Ruth Merz-Kälin zeigt ihre Bildteppiche im Treppenhaus des Textilmuseums
St. Gallen. Die Farbenpracht sticht bei den Bildteppichen als Erstes ins Auge. Eine Auswahl der Werke von Ruth Merz-Kälin ist nun im Textilmuseum zu sehen.
Unbekümmert und ohne Rücksicht auf die Farbenlehre mischt Ruth Merz-Kälin die Farben wild durcheinander. Die zum Teil ungewöhnlichen Farbkombinationen sind für die Künstlerin Ausdruck der Dissonanzen, die Teil des Lebens seien. Ungewöhnlich sind auch die Titel, die sie für ihre Werke wählt.

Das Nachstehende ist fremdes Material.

PR #2606, opened 2023-06-15
gitfs: support git submodules

0x450x6c:
Hello.

I use git submodule as a store, and gopass didn't recognize it as a git repo.

With this change gopass can recognize git submodules as a repository, so `gopass sync` works. (tested locally)

### DIFF
--- a/internal/backend/storage/gitfs/git.go
+++ b/internal/backend/storage/gitfs/git.go
@@ -5,6 +5,7 @@ import (
 	"bytes"
 	"context"
 	"fmt"
+	"os"
 	"os/exec"
 	"path/filepath"
 	"strconv"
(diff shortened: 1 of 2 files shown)


dominikschulz:
Oh my, I don't like git submodules. The UX is terrible. Let me see how much complexity this would add ...

dominikschulz (changes requested):
Sorry for the long delay. The code itself looks fine, but we need two things before we can merge it:

1. Comments, explaining what is happening. I'm not deeply familiar with submodules and some explanation is necessary to make sense of this.
2. Tests, showing and validating the implementation.

dominikschulz:
No progress in a year. Closing this for now. But feel free to re-open if you want to get back to this.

Vielleicht sollte man besser sagen, überraschend. Von einer älteren Dame, deren Leidenschaft seit dreissig Jahren dem Sticken gilt, würde man nicht erwarten, dass sie die Früchte ihrer Arbeit mit «Kernenergie», «Dargebotene Hand» oder «Gedopt» betitelt. Sticken und Aktualität, das scheint irgendwie nicht zusammenzupassen. Doch die 72-jährige Künstlerin belehrt einen eines Besseren. Sie ist ein wacher, vielseitig interessierter Mensch und setzt sich in ihren Bildteppichen mit der bunten Vielfalt des Lebens auseinander. Politik interessiert sie ebenso wie spirituelle Fragen.
Zeitintensive Kunst
Den Titel eines Bildteppichs legt sie jeweils fest, bevor sie die Nadel überhaupt zur Hand nimmt. Er bildet den Ausgangs- und Bezugspunkt der künstlerischen Auseinandersetzung. Die damit verbundenen Assoziationen lässt sie intuitiv in ihr Sticken einfliessen. Zahlreiche bunte Einzelflächen vereinen sich dabei zu überwiegend abstrakten Bildkompositionen. Hat Ruth Merz-Kälin erst einmal eine neue Stickarbeit begonnen, arbeitet sie fieberhaft daran und kann es kaum erwarten, das Angefangene zu Ende zu bringen. Dabei können für einen grösseren Bildteppich leicht bis zu 500 Stunden zusammenkommen.
Wohin mit 130 Werken?
Die im Kanton Schwyz aufgewachsene, und heute in Wädenswil wohnhafte Künstlerin hat, bedingt durch die berufliche Beschäftigung ihres Mannes, mehrere Jahre im Ausland gelebt. Dabei kam sie mit Kunst verschiedener Kulturen in Kontakt, die eine weitere Inspirationsquelle für ihre Stickkunst darstellen. Ihr Lebenswerk, 130 Bildteppiche, die sie in jahrzehntelanger Arbeit geschaffen hat, findet in einem einzigen Zimmer Platz. Das grösste Anliegen der gesundheitlich angeschlagenen Künstlerin ist, für ihre Werke eine endgültige Bleibe zu finden. Man spürt, dass die Bildteppiche für Ruth Merz-Kälin ein bisschen wie ihre Kinder sind.